Highlights from Los Angeles include the little opener Brainfeeder which comes at you like a warm crackle drenched Burial remix of something from Kid A. Beginners Falafel is a dreamy bass ridden larva lamp of a track with a subtle and gloopy groove. Others are more beat driven like the eastern jangle of Melt! Or Camel, which also layers strings and vocal snippets to great effect. His use of drum samples really are inspired, you get electro booms offset with organic djembe or other percussion that creates a world of it’s own. GNG BNG sounds like a old school gangster film soundtrack mixed with a more subtle version of Public Enemy’s wall of noise approach. Parisian Goldfish continues in this vain too. If I had to choose one track though and only one it would be the beautiful Robertaflak, which features the vocal talents of Dolly in a moving slice of laidback jazz reminiscent of his family’s past and his hip-hop present.

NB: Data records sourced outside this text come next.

PR #593, opened 2019-05-09
domain: telnet console support

enool:
Add a new console connection type - telnet over tcp. This feature is
useful when LAN access to the domain is required but the guest OS is
not provisioned with networking.

Treat all other console types as they were pty based. This is needed
to avoid regression with unknown types since no value bounds check
was in place.

As the telnet default port is a system port, use cisco-sccp service
in the tests. This service name is IANA assigned, is not likely to
be seen on a Linux and resolves on a wide set of distros.

### DIFF
--- a/examples/ubuntu/ubuntu-example.tf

There is no Post J Dilla Filla here.

Check out that very wrong video of Parisian Goldfish by Tim & Eric of Adult Swim Fame, who coincidently FlyLo makes a lot of the music for can be found here (WARNING NOT SAFE FOR EYES LET ALONE WORK! May contain nuts):

http://www.dancefloordale.com/

If you have been enjoying Flying Lotus and need another fix you could do worse than check out his LA EP’s one to three. The first is a collection of the odd album track and new material and the second is a killer set of remixes highlights of which include Mike Slott’s wonky monster and Martyn’s sublime version of Robbertaflak. EP three will be out next year I would imagine and I have no idea what will be on it.